TASK: Among the entries that follow, count the lines that contain the word "oisdk" and say how many there are, writing nothing else.

(INFORMATION SUPPLIED)

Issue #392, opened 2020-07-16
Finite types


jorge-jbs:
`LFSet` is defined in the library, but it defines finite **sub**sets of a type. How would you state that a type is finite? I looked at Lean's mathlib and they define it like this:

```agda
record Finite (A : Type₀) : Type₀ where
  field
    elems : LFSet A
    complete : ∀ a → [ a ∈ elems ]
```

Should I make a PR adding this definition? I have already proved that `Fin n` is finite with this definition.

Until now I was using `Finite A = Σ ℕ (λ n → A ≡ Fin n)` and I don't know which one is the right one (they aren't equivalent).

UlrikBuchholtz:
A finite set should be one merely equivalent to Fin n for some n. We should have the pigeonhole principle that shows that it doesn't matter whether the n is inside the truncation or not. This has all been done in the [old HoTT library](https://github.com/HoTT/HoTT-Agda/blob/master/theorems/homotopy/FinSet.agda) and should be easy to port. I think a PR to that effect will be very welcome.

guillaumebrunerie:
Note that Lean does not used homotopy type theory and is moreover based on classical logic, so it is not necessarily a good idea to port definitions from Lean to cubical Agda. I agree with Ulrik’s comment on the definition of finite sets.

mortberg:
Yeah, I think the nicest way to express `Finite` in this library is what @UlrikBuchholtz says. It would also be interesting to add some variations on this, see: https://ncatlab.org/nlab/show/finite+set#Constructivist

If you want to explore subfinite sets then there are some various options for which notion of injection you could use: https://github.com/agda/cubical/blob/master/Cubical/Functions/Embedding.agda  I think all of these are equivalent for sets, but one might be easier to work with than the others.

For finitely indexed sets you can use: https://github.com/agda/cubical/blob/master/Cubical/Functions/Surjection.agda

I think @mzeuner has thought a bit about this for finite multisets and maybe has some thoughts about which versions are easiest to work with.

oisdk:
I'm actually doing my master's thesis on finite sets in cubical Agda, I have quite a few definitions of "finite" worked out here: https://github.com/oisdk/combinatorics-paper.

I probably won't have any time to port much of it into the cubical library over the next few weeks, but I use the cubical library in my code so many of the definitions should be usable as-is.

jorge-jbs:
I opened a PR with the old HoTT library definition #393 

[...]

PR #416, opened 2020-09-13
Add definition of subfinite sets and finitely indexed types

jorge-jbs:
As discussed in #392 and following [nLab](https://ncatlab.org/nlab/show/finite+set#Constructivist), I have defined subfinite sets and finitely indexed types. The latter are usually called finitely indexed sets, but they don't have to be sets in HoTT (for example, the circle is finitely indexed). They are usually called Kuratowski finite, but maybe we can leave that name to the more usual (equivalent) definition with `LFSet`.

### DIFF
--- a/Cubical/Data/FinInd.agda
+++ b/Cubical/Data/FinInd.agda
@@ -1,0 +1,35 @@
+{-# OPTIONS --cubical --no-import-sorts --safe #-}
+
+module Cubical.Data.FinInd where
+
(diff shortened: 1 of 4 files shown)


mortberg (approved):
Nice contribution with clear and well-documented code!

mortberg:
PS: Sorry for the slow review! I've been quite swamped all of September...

(End INFORMATION SUPPLIED)
(INFORMATION SUPPLIED)

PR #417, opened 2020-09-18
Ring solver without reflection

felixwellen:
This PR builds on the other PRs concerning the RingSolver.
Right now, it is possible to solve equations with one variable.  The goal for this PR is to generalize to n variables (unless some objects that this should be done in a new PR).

(End INFORMATION SUPPLIED)
(INFORMATION SUPPLIED)

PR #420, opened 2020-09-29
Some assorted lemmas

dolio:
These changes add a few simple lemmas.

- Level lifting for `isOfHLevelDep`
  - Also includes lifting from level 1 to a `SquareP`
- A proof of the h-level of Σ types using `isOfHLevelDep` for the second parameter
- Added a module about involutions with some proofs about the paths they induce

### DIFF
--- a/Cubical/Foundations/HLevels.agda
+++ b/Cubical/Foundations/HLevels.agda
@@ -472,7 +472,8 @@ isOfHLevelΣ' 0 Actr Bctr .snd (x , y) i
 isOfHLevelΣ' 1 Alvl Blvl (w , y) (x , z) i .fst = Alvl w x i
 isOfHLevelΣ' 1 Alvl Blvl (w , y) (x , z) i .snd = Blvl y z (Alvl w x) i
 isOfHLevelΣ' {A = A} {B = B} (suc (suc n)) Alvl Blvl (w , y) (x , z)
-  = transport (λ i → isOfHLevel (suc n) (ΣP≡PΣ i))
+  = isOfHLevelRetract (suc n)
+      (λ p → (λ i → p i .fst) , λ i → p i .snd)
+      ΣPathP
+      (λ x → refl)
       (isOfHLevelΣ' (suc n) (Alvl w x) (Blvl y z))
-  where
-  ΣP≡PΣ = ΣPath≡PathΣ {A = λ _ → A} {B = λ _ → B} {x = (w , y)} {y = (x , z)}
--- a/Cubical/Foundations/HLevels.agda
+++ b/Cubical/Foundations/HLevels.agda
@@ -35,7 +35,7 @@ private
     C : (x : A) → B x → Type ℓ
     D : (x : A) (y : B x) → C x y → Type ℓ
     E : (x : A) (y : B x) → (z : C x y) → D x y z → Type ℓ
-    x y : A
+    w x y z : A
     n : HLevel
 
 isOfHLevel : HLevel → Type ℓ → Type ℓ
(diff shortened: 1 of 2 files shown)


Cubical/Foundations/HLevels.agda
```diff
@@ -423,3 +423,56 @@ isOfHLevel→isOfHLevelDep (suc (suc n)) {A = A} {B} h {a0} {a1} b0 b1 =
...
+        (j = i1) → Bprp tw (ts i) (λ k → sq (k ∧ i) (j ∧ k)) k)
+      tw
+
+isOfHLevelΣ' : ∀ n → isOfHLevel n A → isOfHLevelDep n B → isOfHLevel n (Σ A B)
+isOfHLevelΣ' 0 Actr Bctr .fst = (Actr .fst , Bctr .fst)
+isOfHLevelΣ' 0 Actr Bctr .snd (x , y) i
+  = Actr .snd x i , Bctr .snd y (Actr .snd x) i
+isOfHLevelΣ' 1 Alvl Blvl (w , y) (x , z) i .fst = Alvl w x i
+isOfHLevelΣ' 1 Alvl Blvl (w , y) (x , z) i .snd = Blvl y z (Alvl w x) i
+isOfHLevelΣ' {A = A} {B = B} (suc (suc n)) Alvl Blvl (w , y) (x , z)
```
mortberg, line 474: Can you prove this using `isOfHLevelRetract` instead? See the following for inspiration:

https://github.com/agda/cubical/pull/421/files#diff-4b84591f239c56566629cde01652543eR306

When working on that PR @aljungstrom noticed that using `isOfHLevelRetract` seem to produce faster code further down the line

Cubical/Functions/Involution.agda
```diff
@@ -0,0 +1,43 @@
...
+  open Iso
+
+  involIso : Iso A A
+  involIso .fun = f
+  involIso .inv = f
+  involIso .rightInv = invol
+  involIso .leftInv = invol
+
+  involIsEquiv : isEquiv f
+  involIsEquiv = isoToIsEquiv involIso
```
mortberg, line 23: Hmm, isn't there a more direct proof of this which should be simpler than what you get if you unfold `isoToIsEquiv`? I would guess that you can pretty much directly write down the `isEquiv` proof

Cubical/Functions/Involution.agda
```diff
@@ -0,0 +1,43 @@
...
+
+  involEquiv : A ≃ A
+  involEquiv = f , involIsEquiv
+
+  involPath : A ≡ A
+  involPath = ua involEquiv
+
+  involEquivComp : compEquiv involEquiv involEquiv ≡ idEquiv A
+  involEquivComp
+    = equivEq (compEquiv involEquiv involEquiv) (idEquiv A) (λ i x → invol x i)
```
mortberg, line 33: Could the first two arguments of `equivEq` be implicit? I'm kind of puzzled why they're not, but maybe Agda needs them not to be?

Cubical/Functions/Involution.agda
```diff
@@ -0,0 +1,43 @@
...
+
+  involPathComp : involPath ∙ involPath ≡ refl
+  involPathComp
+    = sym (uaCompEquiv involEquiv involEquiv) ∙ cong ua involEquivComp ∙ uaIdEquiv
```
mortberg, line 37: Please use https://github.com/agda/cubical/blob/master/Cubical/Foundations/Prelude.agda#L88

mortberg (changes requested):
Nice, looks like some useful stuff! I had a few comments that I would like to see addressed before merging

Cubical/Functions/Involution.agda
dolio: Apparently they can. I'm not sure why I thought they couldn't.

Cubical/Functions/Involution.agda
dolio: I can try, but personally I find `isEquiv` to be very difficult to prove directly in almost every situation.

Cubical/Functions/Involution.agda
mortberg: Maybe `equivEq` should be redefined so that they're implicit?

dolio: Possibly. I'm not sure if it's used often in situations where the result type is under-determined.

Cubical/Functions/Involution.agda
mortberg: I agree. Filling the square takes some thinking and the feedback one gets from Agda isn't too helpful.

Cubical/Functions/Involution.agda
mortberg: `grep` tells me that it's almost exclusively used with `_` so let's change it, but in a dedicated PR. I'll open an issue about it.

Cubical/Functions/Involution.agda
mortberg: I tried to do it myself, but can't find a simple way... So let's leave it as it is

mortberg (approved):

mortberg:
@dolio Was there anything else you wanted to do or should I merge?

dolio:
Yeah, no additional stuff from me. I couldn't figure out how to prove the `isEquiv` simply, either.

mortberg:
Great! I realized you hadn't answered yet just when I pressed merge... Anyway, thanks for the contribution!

(End INFORMATION SUPPLIED)

RESULT FOR THIS EXERCISE: 2